→ WHAT YOU HAVE TO DO:
The lines of the records that include "works" should all be copied.

(Dataset entries)
□ □ □ □ □ □ □

PR #3813, opened 2016-09-16
add optional parameters to init when unwrapRequired is true

mwgray:
### PR checklist

### Description of the PR

Previously when running with unwrapRequired=true, the init function would only list required parameters.  I added the optional ones with default values to nil.

### DIFF
--- a/modules/swagger-codegen/src/main/resources/swift/model.mustache
+++ b/modules/swagger-codegen/src/main/resources/swift/model.mustache
@@ -33,10 +33,10 @@ public class {{classname}}: JSONEncodable {
     public init() {}
 {{/unwrapRequired}}
 {{#unwrapRequired}}
-    public init({{#requiredVars}}{{^-first}}, {{/-first}}{{name}}: {{#isEnum}}{{datatypeWithEnum}}{{/isEnum}}{{^isEnum}}{{datatype}}{{/isEnum}}{{/requiredVars}}) {
-        {{#requiredVars}}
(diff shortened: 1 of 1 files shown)


wing328:
cc @Edubits @jaz-ah

wing328:
@mwgray thanks for the PR. Would it be possible to keep the existing `init` (which only initializes required properties) so that the enhancement is backward compatible?

`{{#hasOptionalParams}}` mustache tag may be helpful to avoid duplicated `init` when there's no optional parameter.

mwgray:
It's possible, but having both generated at the same time creates ambiguity for the compiler.  I'm using Swift 2.3, and it causes a compiler error if both are generated(not sure about 2.2, or 3.0):

```
Ambiguous use of 'init(username:password:)'
```
```
public var username: String
public var password: String?

public init(username: String) {
    self.username = username
}

public init(username: String, password: String?=nil) {
    self.username = username
    self.password = password
}
```

It's not clear to me what this change does to prevent backwards compatibility.  The signature is the same as the previously generated code(hence the ambiguity)

If you don't set optionals in a init, they are set to the default values, which in this case is nil.  In both init functions, all values are being set, it's just the compiler sets password for you in init(username:).

wing328:
OK. Thanks for the explanation.

wing328:
## Upgrade Note ##

When `unwrapRequired` is set to true, the model constructor `init` signature has been updated to include both required and optional parameters (as opposed to just required parameters)

PR #3823, opened 2016-09-19
[Swift] fixes #3788 Support for Swift 3.0

### LINKED ISSUE #3788: Support for Swift 3.0
Is swift 3.0 Supported yet? if not when is the release date?

hexelon:
### PR checklist

- [X] Ran the shell/batch script under `./bin/` to update Petstore sample so that CIs can verify the change. (For instance, only need to run`./bin/{LANG}-petstore.sh` if updating the {LANG} (e.g. php, ruby, python, etc) code generator or {LANG} client's mustache templates)

I've upgrade the swift codegen to swift 3.0


Edubits:
Thanks @hexelon for the contribution! I didn't test it yet, but looks good on first sight. One question for the community: can we from Swagger Codegen 2.3 on only support Swift 3 and up? Or  do we want to keep support for Swift 2.3 a bit longer? This as the changes are quite major.

My personal preference would be to completely switch to 3.

cc: @jaz-ah, @wing328

jaz-ah:
@Edubits I'd say let's move to Swift3 completely.

jaz-ah:
@hexelon nice change thx for the contribution!  @wing328 LGTM +1 I'm ok to pull it and start working w/ it.

zxy198717:
@hexelon Thanks for your works. and I find two issues:
1. `api.mustache`: `open enum` should be `public enum`
2. When entity include enum in Array, the generated code is error, just like this:
```
"SettingsInfo": {
            "type": "object",
            "properties": {
                "accountId": {
                    "type": "string",
                    "description": "User ID"
                },
                "listGender": {
                    "type": "array",
                    "description": "list Gender",
                    "items": {
                        "type": "string",
                        "enum": [
                            "GIRL",
                            "BOY"
                        ]
                    }
                }
            }
        },
```
output code:
```
open class SettingsInfo: JSONEncodable {
    public enum [ListGender]: String { 
        case Girl = "GIRL"
        case Boy = "BOY"
    }

    public var accountId: String?
    public var listGender: [ListGender]?
}
```
Please check~

Thanks

hexelon:
Thanks for the review, will check and get back to you

wing328:
@hexelon thanks for the PR :)

You may want to use [petstore-with-fake-endpoints-models-for-testing.yaml](https://github.com/swagger-api/swagger-codegen/blob/master/modules/swagger-codegen/src/test/resources/2_0/petstore-with-fake-endpoints-models-for-testing.yaml) instead of petstore.yaml/json as the former covers a lot more edge cases.

Shell scripts to update:
```
swift-petstore-rxswift.sh
swift-petstore-promisekit.sh
swift-petstore.sh
```

hexelon:
@zxy198717 i've done some fixes please checkout my latest commit

@wing328 I've added the new endpoints and there were some issues as you've expected. There are a couple of places where where i'm not sure whether my changes are good enough.

https://github.com/swagger-api/swagger-codegen/pull/3823/commits/c932e2d0dd0b8ba70803ef3e5eec696d2736bc34#diff-163ccd7b06b7d19ba3a8ab98a631ae63R389 => I've changed the enum value name handling, the code is a bit ugly and can be refactored later. Also this works with the current swift guideline where enum values should start with a lower case letter.

https://github.com/swagger-api/swagger-codegen/pull/3823/commits/478a57056dfa13a2b093790ad0a9081aab87e8d4#diff-9b85434b30074e84c32aecaafb94e088L51 =>  I've removed enums from being sent to the backend as there's no encoding implementation for enum.

zxy198717:
@hexelon Still have one issue. 
```
"listGender": {
                     "type": "array",
                     "description": "list Gender",
                     "items": {
                         "type": "string",
                         "enum": [
                             "GIRL",
                             "BOY"
                         ]
                     }
                 }
```

`listGender` is defined as array, but output code is one object.
```
public var listGender: ListGender?
```

zxy198717:
@hexelon 
Another issue:
```
let request = manager.request(URLString, method: xMethod!, parameters: parameters, encoding: encoding)
            if let onProgressReady = self.onProgressReady {
                onProgressReady(request.progress)
            }
            processRequest(request: manager.request(URLString, method: xMethod!, parameters: parameters, encoding: encoding), managerId, completion)
```

Two `request` instances, maybe cause the request send twice.

hexelon:
Thanks @zxy198717 I missed the duplicate request. The second issue requires more through refactoring, will try to get to it sometime over the week

tomekc:
Any chance for leaving Swift 2.2 support for some time? Swift 3 is bringing so many breaking changes, that not all projects are able to move on.

jaz-ah:
@tomekc you should be able to use the prior version of Swagger for Swift2.2 - worst case is we create a branch that you can cherrypick into if there are changes that you need...

harryblam:
@hexelon a very small thing, but line 8 in Podspec.mustache reads
`  s.authors = '{{podAuthors}}'{{/podAuthors}}{{#podSocialMediaURL}}
`

rather than 
`  s.authors = '{{podAuthors}}'{{/podAuthors}}{{#podAuthors}}
`

airwareic:
@hexelon I've just used this branch for the first time and it worked pretty smoothly, with just one hang-up. It seems that the defined ErrorResponse is conflicting with Swift.Error.

```
public enum ErrorResponse : Error {
    case Error(Int, Data?, Error)
}
```
had to be corrected to:
```
public enum ErrorResponse : Swift.Error {
    case Error(Int, Data?, Error)
}
```

andriuskl:
I think `APIHelper.mustache` is missing `import Foundation` because, I am getting `Use of unresolved identifier 'NSNumber'`

hexelon:
@andriuskl are you getting this in the petstore project?

andriuskl:
@hexelon, I am getting this on my project (Xcode 8, Swift 3)

hexelon:
@andriuskl I've added the import try now please

hexelon:
@zxy198717 I've done a bunch of changes and refactorings, please test again

ewanmellor:
I have some changes to this branch: some silencing of warnings, and one new feature.

Can we get this branch committed to master soon, so that I can create my own pull requests based on it?  Or @hexelon, do you want to bring these changes into your branch?  The warnings at least should be trivial for you to include.

https://github.com/unitive-inc/swagger-codegen/commits/swift-3-fixes

Thanks for the work everyone!

jaz-ah:
@hexelon I'm hitting some compiler errors still w/ this in Decoders.swift:

When adding decoders like this inside     private static var __once: () = {
....
            let sourceDictionary = source as! [AnyHashable: Any]
            let instance = FooRequest(foo: Decoders.decode(clazz: Int.self, source: sourceDictionary["Foo"]!))

You get a compiler error because Decoders.decode wants an AnyObject not Any:
    static func decode<T>(clazz: [T].Type, source: AnyObject) -> [T] {

do you get the same errors?

hexelon:
@ewanmellor you can submit those changes to my branch, it will be better then handing multiple requests.

hexelon:
@jaz-ah that's a good point i'm not sure this scenario is generated under petstore-with-fake-endpoints-models-for-testing.yaml

I'll test it

jaz-ah:
thx @hexelon

wing328:
> @jaz-ah that's a good point i'm not sure this scenario is generated under petstore-with-fake-endpoints-models-for-testing.yaml

Please feel free to update petstore-with-fake-endpoints-models-for-testing.yaml to cover different edge cases.

jaz-ah:
hmm @hexelon I notice in your PR your generated decoders have the casting as AnyObject and mine don't...:
+        Decoders.addDecoder(clazz: Animal.self) { (source: AnyObject) -> Animal in
 +            let sourceDictionary = source as! [AnyHashable: Any]
 +            let instance = Animal()
 +            instance.className = Decoders.decodeOptional(clazz: String.self, source: sourceDictionary["className"] as AnyObject?)
 +            instance.color = Decoders.decodeOptional(clazz: String.self, source: sourceDictionary["color"] as AnyObject?)
 +            return instance
 +        }

jaz-ah:
ah I see - @hexelon just update your models.mustache to make sure you cast as AnyObject? the non optional decoding.

jaz-ah:
@hexelon one more issue - getting this error w/ AlamoFireImplementations.swift here:

                completion(
                    Response(
                        response: voidResponse.response!,
                        body: nil),
                    nil
                )

Expression type 'Void' (aka '()') is ambiguous without more context

looks like body can't be nil

airwareic:
Thanks for creating this branch! I've been using this along with p2/OAuth2, RxSwift, and AlamoFire and I'm finding the result very compelling.

That said there is just one issue with trying to fit all of these together, and that's that the AlamofireRequestBuilder constructs its own SessionManager internally, making it non-configurable. Perhaps this should be filed separately as an issue, but it would be much more flexible if I could inject my own sessionmanager, or even just my own Retrier/Adapter (as shown here: https://github.com/p2/OAuth2/wiki/Alamofire-4).

ewanmellor:
@airwareic I hit the same thing, I've made the SessionManager configurable by making it possible to override the factory. See https://github.com/unitive-inc/swagger-codegen/commit/30143a084267d6b92005532574216d181bfe1857

My plan is to propose my changes as PRs on hexalon's branch this week, and then hopefully this whole thing will be ready to be merged soon.

zxy198717:
@hexelon Got empty enum value:
```
public enum [ListGender]: String {
        case  = ""
        case  = ""
    }
```

hexelon:
@zxy198717 you can see a working example of enum array here, https://github.com/hexelon/swagger-codegen/blob/swift-3/samples/client/petstore/swift/default/PetstoreClient/Classes/Swaggers/Models/EnumArrays.swift

Let me know what's the difference between your scenario and the one tested in the petstore

zxy198717:
@hexelon I mistake. I used my local template. I will check other features. 
Thanks for your works.

zxy198717:
@hexelon Other issue: The method `encodeToJSON` in `EnumArrays.swift` haven't `ArrayEnum`. And I think the `ArrayEnum` should be encoded to raw value, just like `["fish"]` .

wing328:
One suggestion: What about creating the Swift 3.0 generator as `swift3` instead of replacing the existing one for Swift 2.x? We've done it for Python2.x (`python`) and Python3.x (`python3`) before and thanks to the effort from @geekerzp and the community, `python` generator now supports both 2.x and 3.x without using any switch.

Based on the discussion above, it's not easy to add a `supportSwift3` switch to the existing Swift generator to support both Swift 2.x and 3.0. If we split it into two, the community can decide which one they want to use and to contribute enhancements/bug fixes.

(I'm aware of the drawback/overhead in maintaining both generators and my guess is that the migration from Swift 2.x to Swift 3.x will take some time.)

tomekc:
@wing328 I second that - it is possible that Swift 2.x will live for some time. I was thinking also about other way: would creating just separate template directory suffice? We have choice of "libraries" in Android or Java generators, are they based on different template directories? Does it make sense?

wing328:
@tomekc yes, that's one way to do it but not sure how easy/hard would it take for Swift generator to achieve something similar.

I think this PR has too many changes as I would recommend just renaming it to swift3 and keeping the original `swift` generator and template. Later we can consolidate the `swift3` generator into the `swift` generator to cover both 2.x and 3.x when anyone from the community has cycle to do so.

lightbow:
I love the idea of having separate generators. That will allow the swift3 generator to grow on its own, but the swift2.3 generator to get periodic fixes for those developers whose projects are stuck in the old world (mine, for the next month or so). I only use swagger-codegen for a small part of my project, but once the swift3 generator is ready, I'm looking forward to ditching a few crappy SDKs (for lighting control) and using my own autogenerated swift code.

jaz-ah:
+1 @wing328 so we can get this pushed in.

wing328:
Another benefit of creating a standalone `swift3` generator is that we can give credits to @hexelon for his work in https://github.com/swagger-api/swagger-codegen#template-creator as the template creator of `swift3`

hexelon:
thanks @wing328  😄 

A rebase with the recent changes on the 2.3.0 branch is getting harder, so 👍 for creating a swift3 generator if it will get changes merged faster

samples/client/petstore/swift/default/PetstoreClient/Classes/Swaggers/Models/EnumArrays.swift
```diff
@@ -26,6 +26,7 @@ open class EnumArrays: JSONEncodable {
     func encodeToJSON() -> Any {
         var nillableDictionary = [String:Any?]()
         nillableDictionary["just_symbol"] = self.justSymbol?.rawValue
+        nillableDictionary["array_enum"] = self.arrayEnum?.encodeToJSON()
```
hexelon: Right, something like:

nillableDictionary["array_enum"] = array_enum?.map({$0.rawValue}).encodeToJSON()

Will add it later this week

zxy198717:
@hexelon Two suggests:
1. Could you provider one way to replace `requestBuilderFactory` instance, since `Alamofire 4` isn't support iOS8.
2. Open `Decoders` and model's `encodeToJSON` method, since we need serialization and deserialize our models.

samples/client/petstore/swift/default/PetstoreClient/Classes/Swaggers/Models/EnumArrays.swift
hexelon: Add the change let me if it works for you

hexelon:
@zxy198717 You're welcome to open those as feature requests/issues, this thread is getting too long and it's hard to follow. 

I'm going to submit another pull request as @wing328 suggested with a separate new swift3 generator.

wing328:
Closed via https://github.com/swagger-api/swagger-codegen/pull/4002

Issue #3754, opened 2016-09-08
Java: Latest JMustache breaks bigDecimalAsString


wienczny:
The commit samskivert/jmustache@9eda17f85bfd8849850bdafa92d2f6ffe12bb71f changes the default escape characters used by JMustache. This breaks the code-generation of bigDecimalAsString in the Java language because the annotation 
```@JsonSerialize(using = ToStringSerializer.class)``` 
is written as
```@JsonSerialize(using &#x3D; ToStringSerializer.class)```

You could avoid this by disabling the escaper in JMustache

wing328:
What about using {{{ tag_name }}} (or {{& tag_name }}) for the unescape value instead ?

wienczny:
I didn't know the triple mustache. This should work, too.

PR #3825, opened 2016-09-19
Use triple mustache for vendorExtensions.extraAnnotation

wienczny:
Triple mustache is required because annotations may contain chars like "=" that
would be mistakenly encoded. See #3754 for an example


wing328:
@wienczny thanks for the PR, which has been merged into master.

PR #3853, opened 2016-09-22
Fix custom generator execution example in README template

mattalexx:


wing328:
@mattalexx thanks for the fix.

PR #3860, opened 2016-09-23
add title, description to HTML output

DavidBiesack:
The HTML output does not include the title and description of the schema. This adds them, for better documentation of the API and schema.


wing328:
@DavidBiesack thanks for the contribution.

PR #3865, opened 2016-09-24
Replace ^M with new line (\r) in mustache template

wing328:
### PR checklist

### Description of the PR

Replace ^M with new line (\r) in the mustache templates under `modules/swagger-codegen/src/main/resources`

TODO: update CI (travis) to catch the issue moving forward.


samples/client/petstore/spring-cloud/src/main/java/io/swagger/model/Pet.java
```diff
@@ -13,10 +13,14 @@
...
 
 
+/**
+ * A pet for sale in the pet store
+ **/
 
 /**
- * Pet
+ * A pet for sale in the pet store
  */
```
ePaul: Hmm, now the comment is here twice?

ePaul: This seems to be happening for all the java model files.

ePaul:
@wing328 Just a note about terminology: \r and ^M represent the same thing, the carriage return character (aka CR, 0x0D, U+000D). Newline is also known as Line feed, 0x0A, LF, \n, ^J, U+000A.

I think you meant to say you replaced all CRLF sequences (and possibly some single CRs?) by just LF (\n). (I couldn't really see what changed in the diffs, but that would be my guess as this fixes what Windows editors do wrong sometimes.)

wing328:
@epual you're definitely right. Actually I used \r when using grep and ^M in vim. The title was (incorrectly) "borrowed" from a stackoverflow question and I'll be more careful with the terminology moving forward.

samples/client/petstore/spring-cloud/src/main/java/io/swagger/model/Pet.java
wing328: I don't see duplicated comments. Can you share a URL to the lines of code with duplicated comments in the latest master?

ePaul: [diff](https://github.com/swagger-api/swagger-codegen/pull/3865/files/2083c03b28c009e3cfde9056b15f3a9b8a89451f#diff-dc82ea0f80e6fc11df755bfdccfa57e1), [raw file](https://github.com/wing328/swagger-codegen/blob/2083c03b28c009e3cfde9056b15f3a9b8a89451f/samples/client/petstore/spring-cloud/src/main/java/io/swagger/model/Pet.java). It looks like this:

```java
 /**
  * A pet for sale in the pet store
  **/
  
  /**
   * A pet for sale in the pet store
   */
```

(This new review mode doesn't show enough context, nor does it easily link back to the file.)

wing328: @ePaul thanks for the details. I'll take a deeper look tomorrow.

wing328: @ePaul fixed via https://github.com/swagger-api/swagger-codegen/pull/3887

wing328:
FYI. Added scripts to detect the issue moving forward via https://github.com/swagger-api/swagger-codegen/pull/4526

PR #3873, opened 2016-09-26
[Swift] Use thread safe manager dictionary

jgavris:
### PR checklist

- [ x ] Read the [contribution guildelines](https://github.com/swagger-api/swagger-codegen/blob/master/CONTRIBUTING.md).
- [ x ] Ran the shell/batch script under `./bin/` to update Petstore sample so that CIs can verify the change. (For instance, only need to run`./bin/{LANG}-petstore.sh` if updating the {LANG} (e.g. php, ruby, python, etc) code generator or {LANG} client's mustache templates)
- [ x ] Filed the PR against the correct branch: master for non-breaking changes and `2.3.0` branch for breaking (non-backward compatible) changes.

### Description of the PR

- Add thread-safe access to Alamofire Manager dictionary. Since we cannot assume the API client will always be invoked on the same thread.

### DIFF
--- a/modules/swagger-codegen/src/main/resources/swift/AlamofireImplementations.mustache
+++ b/modules/swagger-codegen/src/main/resources/swift/AlamofireImplementations.mustache
@@ -12,8 +12,33 @@ class AlamofireRequestBuilderFactory: RequestBuilderFactory {
     }
 }
 
+public struct SynchronizedDictionary<K: Hashable, V> {
+
+    private var dictionary = [K: V]()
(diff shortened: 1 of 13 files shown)


wing328:
@jgavris thanks for the PR.

cc @Edubits @jaz-ah

jaz-ah:
+1 @wing328

wing328:
Tests look good. PR merged. 

As always, thanks for the contribution.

□ □ □ □ □ □ □

→ ANSWER TO THIS TASK:
@hexelon Thanks for your works. and I find two issues:
https://github.com/swagger-api/swagger-codegen/pull/3823/commits/c932e2d0dd0b8ba70803ef3e5eec696d2736bc34#diff-163ccd7b06b7d19ba3a8ab98a631ae63R389 => I've changed the enum value name handling, the code is a bit ugly and can be refactored later. Also this works with the current swift guideline where enum values should start with a lower case letter.
Thanks for your works.
hexelon: Add the change let me if it works for you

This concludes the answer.